**TASK DESCRIPTION:** Print, exactly as they appear in the listing below, the lines from the line with "1. We only really" to the line with "9. Favorite ->", with both end lines kept.

:::

Issue #1021, opened 2022-11-29
IdsDataGrid: Additional Formatters for Tag, Alerts, Image, Favorite, Card (templates), progress chart etc.


tmcconechy:
https://main.wc.design.infor.com/ids-progress-chart/example.html

PR #1120, opened 2023-02-06
1021 IdsDataGrid additional formatters

clayinfor:

Adds the following cell-formatters to IdsDataGrid:
- `IdsDataGridFormatters.alert()`
- `IdsDataGridFormatters.color()`
- `IdsDataGridFormatters.icon()`
- `IdsDataGridFormatters.favorite()`
- `IdsDataGridFormatters.tag()`
- `IdsDataGridFormatters.progress()`
- `IdsDataGridFormatters.rating()`
- `IdsDataGridFormatters.slider()`
- `IdsDataGridFormatters.stepChart()`
- `IdsDataGridFormatters.image()`
- `IdsDataGridFormatters.card()`

Closes https://github.com/infor-design/enterprise-wc/issues/1021

1. Run tests to ensure they all pass: `npx jest -- data-grid-func-formatters-test`
2. Run tests to ensure they all pass: `npx jest -- data-grid-func-test`
3. Check out branch, and do: `npm --components=data-grid run start`
4. @see http://localhost:4300/ids-data-grid/columns-formatters.html
6. @see http://localhost:4300/ids-data-grid/m3-features.html


doc/CHANGELOG.md
```diff
@@ -7,6 +7,7 @@
 
 ### 1.0.0-beta.3 Fixes
 
+- `[DataGrid]` Added more cell-formatters. ([#1021](https://github.com/infor-design/enterprise-wc/issues/1021))
```
tmcconechy, line 10: There is a beta 4 section now (actually if https://github.com/infor-design/enterprise-wc/pull/1121 gets merged its beta 6) depending which goes first

tmcconechy (changes requested):
Good Work Looks Nice but i think you did too much : ) plus some minor things we can fix.

1. We only really needed "Tag, Alerts, Image, Favorite, Card (templates), Targeted Achievement"
2. Im torn between leaving some of these and removing them so see below comments... for each
3. Can you add a row height picker on the toolbar about the http://localhost:4300/ids-data-grid/columns-formatters.html example so we can test that? Some other examples have it
4. Count: I think is un-needed because you can just use an integer formatter it doesn't look right and not sure about styling
5. For Progress bar this could be useful But lets remove the "your progress" text when in the grid cell and center the progress bar in the cell vertically and horizontally (maybe align: center may be used)
6. Rating Looks good -> can it be either readonly or clickable? and please cell vertically and horizontally
7. Slider -> is possibly useful but doesnt seem to render properly so can either remove, or just only show the slider part and center both vertically and horizontally (again align: center may be required)
8. Step Chart -> Looks good, lets again remove the step text when in the grid  and vertically and horizontally (again align: center may be required)
9. Favorite -> looks good, i think should be "gold" when "on" 
10. Badge -> is this centered? Lets make the cell wider and resizable too
11. Tag -> looks good, maybe show more types  and center both vertically and horizontally 
12. Alert -> looks good, and center both vertically and horizontally 
13. Color -> could be useful, will later maybe need an editor for it but can skip for now, for now lets center both vertically and horizontally 
14. Icon -> we did have a button where you can do this. I dont think you need an icon by itself but lets keep it since you did it. And just  center both vertically and horizontally 
15. Image -> looks good, can we make it reszable for testing?
16. Last Column (button with boat) -> seems un-centered, not sure if this was caused by the fix?

doc/CHANGELOG.md
clayinfor: Hey, thanks for the feedback, @tmcconechy!  I added changes to address each of the suggestions you made, except for the slight vertical-alignment on the `Tag` and `Last Column`.

tmcconechy:
These are smaller nit picks at this point

- in xtra small rowheight -> favorite, tag, alert and custom icon column (last one) could be more centered vertically
- in small rowheight -> alert and custom icon column (last one) could be more centered vertically
- in medium rowheight -> tag and custom icon column (last one) could be more centered vertically
- in large rowheight -> custom icon column (last one) could be more centered vertically
- in all row heights -> progress bar and custom icon should have the same padding on each side as the row height / text columns do
- thinking we can remove the slider actually -> i think it seems weird it would just be a number (sort of too complicated for a cell)
- i noticed on http://localhost:4300/ids-data-grid/m3-features.html the ones here didnt get the alignment class/fix

Good Job...

tmcconechy (approved):

deep7102 (approved):
Looks good 🍌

:::

**YOUR RESPONSE:**
1. We only really needed "Tag, Alerts, Image, Favorite, Card (templates), Targeted Achievement"
2. Im torn between leaving some of these and removing them so see below comments... for each
3. Can you add a row height picker on the toolbar about the http://localhost:4300/ids-data-grid/columns-formatters.html example so we can test that? Some other examples have it
4. Count: I think is un-needed because you can just use an integer formatter it doesn't look right and not sure about styling
5. For Progress bar this could be useful But lets remove the "your progress" text when in the grid cell and center the progress bar in the cell vertically and horizontally (maybe align: center may be used)
6. Rating Looks good -> can it be either readonly or clickable? and please cell vertically and horizontally
7. Slider -> is possibly useful but doesnt seem to render properly so can either remove, or just only show the slider part and center both vertically and horizontally (again align: center may be required)
8. Step Chart -> Looks good, lets again remove the step text when in the grid  and vertically and horizontally (again align: center may be required)
9. Favorite -> looks good, i think should be "gold" when "on" 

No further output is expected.